Using NginX as a frontend web cache

Introduction

I have recently put a couple of NginX servers in front of my web server in order to improve performance. Here's a quick description of how to setup NginX as a frontend cache.

The setup

I have my web site served by an Apache web server. I also have the site replicated to a second server, which is a hot standby. I added two NginX servers as frontend caches to improve performance. As the site is mainly static content, I don't have to worry about sessions, etc. If the web server fails, NginX automatically uses the standby. Load balancing is achieved between the NginX caches using round robin DNS (evil, I know). I also have a small app running on another web server and that is transparently served from another domain by NginX.

NginX config

    http {
        include       /etc/nginx/mime.types;

        upstream main {
            server primary.exmaple.com;
            server backup.example.com backup;
        }

        proxy_buffering           on;
        proxy_cache_valid         any 10m;
        proxy_cache_path          /var/www/cache levels=1:2 keys_zone=my-cache:8m max_size=1000m inactive=600m;
        proxy_temp_path           /var/www/cache/tmp;
        proxy_buffer_size         4k;
        proxy_buffers             100 8k;

        sendfile                  on;
        keepalive_timeout         65;
        tcp_nodelay               on;

        server {
            listen 1.2.3.4:80;
            server_name www.example.com;
            access_log  /var/log/nginx/access.log;
            error_log  /var/log/nginx/error.log;

            proxy_buffering on;
            proxy_set_header  X-Real-IP  $remote_addr;

            location / {
                proxy_pass http://main;
                proxy_cache            my-cache;
                proxy_cache_valid       200;
            }

            location /tools/exampletool/ {
                proxy_pass http://server3.example.com/dir/;
                proxy_cache             my-cache;
                proxy_cache_valid       200;
                proxy_set_header Host server3.example.com;
            }
        }
    }

You probably want to worry about/change the following settings:

upstream: main is an arbitary label, you can set that to whatever you like. You can see that I have entered two server names. These are the names of the origins. As you can probably work out, pri mary is usually used, unless it fails, in which case backup is used. If you were to leave off the backup keyword, the two servers would be used in a round robin system.

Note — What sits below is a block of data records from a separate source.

Issue #2414, opened 2025-06-12
Build-wheel jobs are failing


Opt-Mucca:
cibuildwheel just pushed a new major version. The jobs are automatically downloading the new version (3.0.0) and our pyproject.toml is now longer valid.

The (proper) fix:
- They've deprecated one of the parameters we were using. I tried replacing it with what the documentation said was the new replacement (`enable = ["cpython-freethreading"]`), however that seems to have wider consequences. Specifically, it does not work off the bat with 32 bit.

The easier temporary fix if this needs to be handled quickly:

- Add a version requirement of `<3` when `pip` installing `cibuildwheel` in the GitHub actions for now. That should be a hacky 15 line change that would kick the problem down the road.

jajhall:
One for you @galabovaa, in due course

jajhall:
Closed by #2428

PR #2428, opened 2025-06-23
Cibw 3.0.0

galabovaa:
Update python build and CI: new version of cibuidwheel 

Closes https://github.com/ERGO-Code/HiGHS/issues/2414

### DIFF
--- a/.github/workflows/build-wheels-push.yml
+++ b/.github/workflows/build-wheels-push.yml
@@ -1,12 +1,12 @@
 name: build-wheels-push
 
 # on: []
-on: push
+# on: push
  
-# on:
-#  release:
-#    types:
-#      - published
+on:
+ release:
+   types:
+     - published
 
 concurrency:
   group: ${{ github.workflow }}-${{ github.ref }}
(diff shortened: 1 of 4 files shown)


Opt-Mucca:
I think I'm missing something.... The only diff between the logic of the 32-bit builds is the line (`environment: pypi`)? Do I have that right? (Far from an expert on GitHub actions)

As for the 32-bit fails I had when I was playing around last week: Is the `archs = ["auto64", "auto32"]` now skipping building on architectures that would have been failing (because of the environment or available machines)? Or the separate 32-bit logic and new include fix everything? Either way, very cool fix.

galabovaa:
> I think I'm missing something.... The only diff between the logic of the 32-bit builds is the line (environment: pypi)? Do I have that right? (Far from an expert on GitHub actions)

Well spotted, we actually need the environment for the push to pypi! Closing this, will re-open with a simplified version. I made them into separate jobs because I was trying to pass extra CIBW arch arguments for the 32bit build, but it may not be necessary now that we have archs = ["auto64", "auto32"] . 

One issue was that in the new version of cibw, 32bit is no longer built by default, hence we need to add it to archs. There are two ways to do this: from pyproject and from environment variables. So, the separate jobs were needed for the latter approach, but I got the pyproject one to work.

proxy_: These are fairly self explanitary and generally look after themselves. You might want to specify a different directory for the cache. Do note that the temp_path and cache_path *must* be on the same volume as one just contains hard links to the other.

server_name: If you've setup a web server, you probably know what this is!

location: This maps a location on the cache to an origin server. You can see that / is passed to http://main, which is defined as two origin servers in the upstream {} section. It also uses my cac he to hold a cached copy of the data. The /tools/exampletool does something a little clever. It is still part of the virtual host, but http://www.example.com/tools/exampletool/ is mapped to a different o rigin server to the rest of the site. Notice also that I have specifed a server and path directly, rather than an upstream source, as I only have one server serving this part of the site. I have also use d proxy_set_header to change the host header that the cache presents to the origin server.

Setting up the origin server

If you're going to use a frontend cache it helps if that cache knows how long it can hold a page for before needing to get a fresh copy from the origin server. Obviously different content will want storing for different lengths of time eg. a news page would want a short time and images or stylesheets can be much longer. This is done using the Cache-Control headers in HTTP. Both Apache and Lighttpd have a mod_expire module which handles this. Other web servers are an excersie to the reader. Read the fine manuals.

Apache

First, make sure that mod_expire is loaded. Then you can add "ExpiresActive" and "ExpiresDefault" directives to your <Directory> or <Location> directives:

    <Location />
                ExpiresActive On
                ExpiresDefault "access plus 1 hours"
    </Location>
    <Location /css>
                ExpiresActive On
                ExpiresDefault "access plus 7 days"
    </Location>

Lighttpd

Again, make sure that you have loaded mod_expire. You can then set expire.url directives:

    $HTTP["url"] =~ "^/" {
         expire.url = ( "" => "access plus 1 hours" )
    }
    $HTTP["url"] =~ "^/css/" {
         expire.url = ( "" => "access plus 7 days" )
    }

Load balancing the caches

As previously mentioned, this is achieved by adding an A record for each cache to the DNS zone. This is not exactly ideal as it doesn't achieve terribly good load balancing (the DNS server just hands out the records in a round-robin fashion, which means that several users using the same DNS cache will end up on the same server and different uses accessing different content will cause asymetric load on the caches) however, it is good enough for now. It also means that if a cache fails, the DNS server still quite happilly points users towards it. I have set the TTL to three minutes, so I can manually drop offending records out of the DNS zone in the event of a problem and it will have to do for now.